▶ _WHAT YOU NEED TO DO_
Report only the number of lines in the following entries where the word "https" occurs.

______

PR #848, opened 2022-10-14
517 dac date error handling

### LINKED ISSUE #517: o-forms: improve error handling for date inputs - ID: DAC_Error_Handling_01
# Issue
This is from page 75 of the [audit report](https://drive.google.com/file/d/17wq6b0CIX41RA4muBFDzUDxE0-qzHBIH/view)

Issue can be found on: <https://www.ft.com/__origami/service/build/v3/demo?component=o-forms@9.0.1&demo=inverse-form&system_code=origami-repo-data&brand=core>

When users enter incorrect data into the date input fields, the error handling is confusing. When users begin to enter into the first ‘DD’ input field a message appears which reads ‘Please fill out this field with the required format (DD/MM/YYYY)’. For sighted users they are able to see this message, but it is not announced to screen reader users.
           
When users enter data into the second input field ‘MM’ the message "Please fill out this field with the required format (DD/MM/YYYY)" disappears and the colour of the input field changes colour to green which would indicate to sighted users that they have entered the information correctly.
But if the user enters the date in the wrong format an error summary appears at the top of the page as expected. It would benefit all users if the use of colour in the input fields was removed as it may be confusing for users who may think the green colour indicates successful validation.

 
# Proposed Solution:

______

▶ _RESULT_
2